Snapshot method of RDataFrame not copying data identically

I have a large collection of ROOT files, containing identically formatted TTrees. I wish to merge these into a single file, containing only three branches (call them x,y,z) from the original trees, in addition to a new branch created by performing some mathematical operations on branches of the original trees (some of which will not be included in the merged file).

I found that the “cleanest” and, by far, the fastest way was to use the .Snapshot() and .Define() methods of RDataFrame:

void merge(const char* in_path, const char* out_path){

    ifstream stream(in_path);
    
    vector<string> list;
    string line;

    while(getline(stream, line))
        list.emplace_back(line);

    ROOT::RDataFrame df("tree",list);

    df.Define("newBranch", [&](UInt_t a, UInt_t b, int x){
        return myMathematicalFunction(a,b,c);
    },{"a","b","x"}).Snapshot("tree",out_path,{"newBranch","x","y","z"});

}

…where in_path gives the path to a text file containing the list of ROOT file paths.


The branch y contains sequential data of type UInt_t (e.g. 1, 7, 13, 24). In the merged file, the first couple thousand or so entries match what is in the original files. Unfortunately, however, at some seemingly arbitrary point, the remaining entries jump to some constant large value.
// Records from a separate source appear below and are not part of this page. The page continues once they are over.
PR #5066, opened 2026-05-26
[v1.7] pkg/crdutils: validate XValidation CEL rules in standalone

mtardy:
Backport of https://github.com/cilium/tetragon/pull/5065

Previously, XValidation rules added in the CRDs were only checked from the k8s API server, this addition now run them in standalone (i.e. when passing a policy via --tracing-policy, or through the gRPC API for example).

```release-note
Fixed XValidation CEL rules not being enforced when loading tracing policies in standalone mode outside Kubernetes.
```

This doesn’t seem to be some overflow or similar issue with the size of the original values. For example, in one case, the data in y were simply the integers, starting at 1 (i.e. 1,2,3,4,5...), and after 2707 became 4590021 for the remaining entries.

I’ve verified that the issue does not exist in the original files.

What’s going on here?

I think @eguiraud can help you.

Hi,
are you running a multi-thread event loop (ROOT::EnableImplicitMT())? In that case the output entries will be shuffled in blocks depending on how threads process them.

If not, and you see no warnings or errors at the command line, looks like a bug, and it would be great if you could share a reproducer so we can take a look on what’s going on.

Cheers,
Enrico

Thanks for looking at this. I’m not using ROOT::EnableImplicitMT(), and I’m not seeing any warnings or errors.

I’ll try to put together and post a simple reproducer soon.